After J. Dilla’s death, hip-hop has been searching for a new producer of fractured fairy tales in which beats are less about nodding your head than about lying flat on your bed with a fine herbal supplement. The 25-year-old Northridge producer Steven Ellison, who records as Flying Lotus, seems poised to grab that brass gravity bong. His “L.A.” EP series tested the waters of a mangled sort of hip-hop and avant-garde jazz in which samples are exactly that: tiny pieces of a stream-of-consciousness narrative that yield a thousand little instant pleasures. His LP “Los Angeles” blew it out into a Technicolor whole that’s as sensually revelatory, mind-melting and physically exhausting as a lost weekend in Amsterdam.

Little Joy

Everything about this new trio could have emerged from Central Casting. The Strokes’ drummer, Fabrizio Moretti, presumably bored with dating movie stars and curating his drainpipe jean collection, helms a side project steeped in au courant Latin haze with two super-sexy cohorts, including a woman named Binki. Then they just had to go and name it after the Echo Park bar that’s the beating heart of Hipsteristan. Good thing that its self-titled debut is as unpretentious, sweet-tempered and hook-generous as the band name implies.

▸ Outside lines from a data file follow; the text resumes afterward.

PR #1600, opened 2018-03-22
WIP: expand OSTI...js to DOE Code

katrinleinweber:
This is currently just a demo to discuss whether to expand this translator, or whether to write a new one.
After 199a680, using this translator returns a minimal citation:

```json
11:35:26 Returned item:
           {
             "creators": [],
             "notes": [],
             "tags": [],
             "seeAlso": [],
             "attachments": [
               {
                 "title": "Snapshot"
               }
             ],
             "url": "https://www.osti.gov/doecode/biblio/9158",
             "title": "Doe Code: Project Metadata",
             "abstractNote": "XMOF2D [...]",
             "language": "en",
             "libraryCatalog": "www.osti.gov",
             "accessDate": "CURRENT_TIMESTAMP",
             "itemType": "webpage",
             "shortTitle": "Doe Code"
           }
```

The goal here would be to get `"itemType": "computerProgram"`, fill `"creators": []`, etc. to further https://github.com/force11/force11-sciwg/issues/9

### DIFF
--- a/OSTI Energy Citations.js
+++ b/OSTI Energy Citations.js
@@ -2,14 +2,14 @@
 	"translatorID": "0cdc6a07-38cf-4ec1-b9d5-7a3c0cc89b15",
 	"label": "OSTI Energy Citations",
 	"creator": "Michael Berkowitz",
-	"target": "^https?://www\\.osti\\.gov/(energycitations|scitech)",
+	"target": "^https?://www\\.osti\\.gov/(doecode|energycitations|scitech)",
 	"minVersion": "1.0.0b4.r5",
 	"maxVersion": "",
 	"priority": 100,
 	"inRepository": true,
 	"translatorType": 4,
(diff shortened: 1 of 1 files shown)


zuphilip:
Extending the current translator for `DOE Code` sounds the right thing to do here. We may want to consider to slightly rename it afterwards.

However, I guess you have to handle these two cases almost independently in the translator: embedded metadata does not look useful here (the title is wrong, no creators, no year, no DOI). Thus, I would suggest to add another case using the DOI translator for the code part and improve from the result there (e.g. itemType).

katrinleinweber:
Not from my side, I'm sorry. [Without auto-testing](https://github.com/zotero/scaffold/issues/76) and only little JavaScript knowledge, I found large translator changes too cumbersome. Please feel free to continue :-) where I had to leave :-/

Darker My Love Crystal Antlers

Psychedelia never goes out of style in L.A., but in most years it tends toward Laurel Canyon throwbacks in which boyfriends and girlfriends don headbands and paisley and sing about feeding deer in their backyards. This year, two bands reclaimed the mantle in service of something far more dangerous. The Dangerbird quintet Darker My Love woke up one morning and decided to become awesome, and its aptly titled second album, “2,” splits the difference between a Sabbath stomp and shoe-gazey simmer.

Likewise, Crystal Antlers picked a great time to figure out that what the MC5 really needed was monster-movie keyboards and a few more distortion pedals.

Bishop Lamont

The Game whipped up a decent single this year and the Knux led the Starter-jacketed hipster-hop pack, but this Carson-based MC looks like the big hope for L.A. hip-hop in the years to come. He’s about the only local rapper who can get Dr. Dre on the phone anymore, and on his criminally slept-on single “Grow Up,” he puts the hood on the couch and diagnoses everything wrong with rap culture with brutally true jabs like “Still cruisin’ Crenshaw at 36 / Your wife at home, you’re wastin’ gas,” and “Go out to eat it’s your treat, then at the last minute / say you forgot got it, you never had it.”

The available cuts from his mix-tape “The Confessional” and out-someday album (wink, nudge, Interscope) “The Reformation” are rooted in Dre’s deep-end synth squiggles, but the morally articulate and lyrically urgent vision is all Lamont’s.